Glad to hear that. Keep talking. I definitely understand that fear of the unknown. I guess everyone on here does. You will find support on this forum. take care. x

Hi friedpotato,

It has been about 30 years from my diagnosis, but I can clearly remember the terror I felt, so I really do understand. One of the many things I have learned over the years is to concentrate on the here and now. I.E what do I know? How do I feel? What are we doing about it?
Speculating about all the multitudes of “what ifs?” is normal but not that useful. It sounds like your medical team have caught on early in any journey which is brilliant, so that with any confirmed diagnosis they can talk to you about any proposed medication. Not wanting to sound like the old duffer I am but in the early days for me it was Steroids and wait. My suggestion to you would be to look after yourself with diet and exercise, listen to and learn from your body what works and what does not work for you. And enjoy your life to the max, whatever that might be. I will shut up and let you crack on. All the best


CIS is honestly the most annoying non-diagnosis (IMO). It gets you literally nowhere except on a precipice waiting to either fall or just teeter on the edge for who knows how long.

One of the irritating things is that there are a couple of disease modifying drugs which are licensed for CIS: Avonex, Extavia and Rebif (see MS Decisions aid | MS Trust for the decision aid). They are all interferon betas, which aren’t the best at preventing relapses (about 30%ish), but they are better than nothing.

The fear and worry you’re living with isn’t going to disappear regardless of your diagnosis. If you are diagnosed with MS, you’ll still have the same fears about relapses. If you’re left in ‘limbo’, the worries will remain.

I suppose what I’m saying is that you are going to have to live with fear. Those of us diagnosed with relapsing remitting MS do. A relapse can come at any time. You manage to put that worry out of your head and just carry on with life.

I started my MS journey in 1997 at which point I was initially told ‘it’s not MS’ (falsely and I think the neurologist knew that). If they’d had the option then, it might have been called CIS. At that time there was no simple way to look for answers, so I just learned to live with relapses and put the fear to the back of my mind. I sort of wondered why I’d fall over my feet at times, or why I was seeing double or having spasms in my legs, but I think I’ve always had a Scarlet O Hara attitude - ‘I’ll think about it tomorrow’!

At that time it would have done me no good in any case to be diagnosed with RRMS or CIS. There were no licensed DMDs until 2002 when I was formally diagnosed following a bigger relapse than those I’d just been living with in ignorance.

What I’d expect to happen to you in the short to medium term is that the symptoms of your initial episode will continue to improve. This is the usual pattern of relapses. You feel as though the symptoms will never go away, but slowly they will. One day you’ll wake up and suddenly realise your pain or double vision (for example) have improved or even vanished.

Try not to put your life on hold, ‘just in case’. It’s possible that you will have further relapses and that you’ll ultimately be diagnosed with MS. Your university should be able to support you whether you have further relapses and are diagnosed, or even if you don’t relapse further but find the symptoms you still have remain.
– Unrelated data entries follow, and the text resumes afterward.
PR #2257, opened 2021-03-05
Updated "Volto in Production" list

alecghica:


tiberiuichim (approved):

CHANGELOG.md
```diff
@@ -6,6 +6,8 @@
 
 ### Feature
 
+- Updated "Volto in Production" list @alecghica
```
tisto, line 9: @alecghica since this has nothing to do with Volto software I wouldn't add a changelog entry here.

tisto (changes requested):
Awesome! We should remove the changelog entry and then merge this right away.

CHANGELOG.md
alecghica: @tisto check my initial commit. I added the changelog because "Changelog verifier" failed. Shall I just remove the changelog entry and ignore that?

tisto: Since when do we have a changelog verifier on the Volto repo? If we need a changelog entry this should be under "internal" then.

alecghica: Done.

sneridagh:
@alecghica merging with the changelog error check is fine too :)

PR #2258, opened 2021-03-05
Improved object browser with manual input field

sneridagh:
WIP

- [x] allow manual input for URLs, tokeniser detector for internal ones, only for non-"multiple" widgets (eg. relation fields)
- [x] new helpers for making that possible - isInternalURL
- [x] new config setting for indicating the URL the app is deployed on (`publicURL`) so we can determine even in SSR isInternalURLs
- [x] new prop `allowedExternal` for the widget, if we do not want the widget to allow external links
- [x] tests for the new helpers required
- [x] documentation for the new `allowedExternal` prop
- [ ] cypress tests for it
- [ ] add icon for external and internal in the token?
- [x] fix icon in the popup

I wonder if we would like to reuse this in other scenarios, like the link chooser in the text block editor... we could refactor it to make it happen...

(sound on) 😄 

https://user-images.githubusercontent.com/486927/110161342-82cb1300-7ded-11eb-9b35-ee47d45ccf07.mov

### DIFF
--- a/.storybook/preview.js
+++ b/.storybook/preview.js
@@ -3,6 +3,8 @@ import { StaticRouter } from 'react-router-dom';
 import { IntlProvider } from 'react-intl';
 import enMessages from '~/../locales/en.json';
 
+import '../test-setup-config';
+
 import '~/theme';
 
 export const parameters = {
--- a/CHANGELOG.md
+++ b/CHANGELOG.md
@@ -8,6 +8,8 @@
 
 ### Bugfix
 
+- Fix storybook initial config registry setup @sneridagh
+
 ### Internal
 
 ## 12.2.0 (2021-03-03)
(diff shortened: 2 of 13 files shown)


tiberiuichim (approved):

tiberiuichim (approved):

nzambello (approved):

sneridagh:
Ok, literally there's no way to write a Cypress test it in Volto for this, since there is none instantiated in the core anywhere... How do we test these use cases? Should we create a "test page" under a test route with all these components that are available but not instantiated? 

Say `++test++playground`?

Also, I think I'll leave the icon (internal/external) out for now, waiting for Quanta.

/cc @tiberiuichim

tiberiuichim:
My personal wish is to have an addon integrated in the generator tests. That addon can be a dump for all sort of helpers and cases that we don't encounter in Volto core, and bonus is that we also test the addon infrastructure.

tiberiuichim (approved):

avoinea (approved):

PR #2267, opened 2021-03-12
Add testing add-on for enable special testing use cases and configuration options

sneridagh:


create-addons-loader.js
```diff
@@ -68,6 +74,14 @@ const safeWrapper = (func) => (config) => {
   return res;
 }
 
+const voltoConfFileConfig = (config) => {
```
sneridagh, line 77: @tiberiuichim Also implemented the `volto.conf.js` thingy. What do you think?

sneridagh:
meh tests fails, but works locally (?) :(

sneridagh:
does not work either... weird.

create-addons-loader.js
tiberiuichim: whohooo!

tiberiuichim:
@sneridagh What's the intention with the voltoconfig? 

For me the idea was to be able to take the stuff that we put right now in package.json (and we only do addons, right now) and be able to put it in a separate json or js file, using the rc type of libraries https://github.com/davidtheclark/cosmiconfig or https://www.npmjs.com/package/rc-config-loader

sneridagh:
So, this PR enables a way to add addons (mainly for testing) then run the tests with these custom builds. This might be handy on adding features that plain Volto does not provide (eg widgets, multilingual or Guillotina specifics). 

Not happy with the outcome, since the method seems a bit cumbersome (using a script to modify package.json and add a custom `jsconfig.json`), I realised that might be that we could also do it in a more simple way using a higher config override, using a `volto.config.js` file. 

I like to have the addon approach (specially for G), this will allow us to reorganize the tests in a more sane way). But having a better way to override thing in the build might be also useful. Not sure if having both around is more confusing than useful.

I would like also to extract things from `package.json` but for now we can only extract the 'addons' key... the rest is required for workspaces to work. Other option would be to read them from `volto.config.js` in the addonsloader.

We have to talk about this PR... not sure of the outcome, and if we really need them both or only one of them.

tiberiuichim:
@sneridagh I see, so it opens the posibility of loading addons directly in volto, instead of going via Volto project. For us, developers, it would be nice, just cloning Volto and quickly enabling an addon. Though it could be confusing for newbies. 

Even so, I think it would be better to just enable rc-style configuration of that "addons" package.json key. Then we can drop a .voltorc.js or .voltorc.json (Similar to https://eslint.org/docs/user-guide/configuring/configuration-files#configuration-file-formats) with extra addons (and this file can be simply copied in CI envs). And the code paths would be the same, discover voltorc file in "project root", which will be volto itself when running standalone.

sneridagh:
So, `RAZZLE_TESTING_ADDONS=test-addon yarn start` I thought it might be better for exactly this use case.

tiberiuichim:
@sneridagh Looks good!

sneridagh:
@tiberiuichim cleanup and docs

docs/source/developer-guidelines/testing.md
```diff
@@ -22,6 +22,11 @@ environment variable.
 
 This is specially useful in CI while developing add-ons, so you can pass an specific configuration that deals with the addon config properly.
 
+## Add addons for testing purposes
+
+Quite often, you need different configurations and enabling components for testing purposes. You can use the `RAZZLE_TESTING_ADDONS` environment variable to dafine them. This addons does not have the capacity to install dependencies (as opposed to define them properly as a true addon) but all the rest of the addon features works as expected.
```
tiberiuichim, line 27: type, "define them". "This addons" => "These addons" or "This addon".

Meanwhile, you could ask the MS team if it’s possible for you to start a DMD to attempt to avoid further relapses.

Best of luck


Don’t they prescribe DMDs for CIS? I thought they did. I mean they are beginning to prescribe tecfidera for radiologically isolated syndrome… Perhaps you should ask to go on a DMD as it can help prevent future episodes. As for your university education, disclose to your university your condition and they will be understanding and helpful - they need to have protocols in place under disability laws. See what special accomodations they provide. On the other hand, if you are not feeling well and would rather defer for a year, talk to them again. Good luck!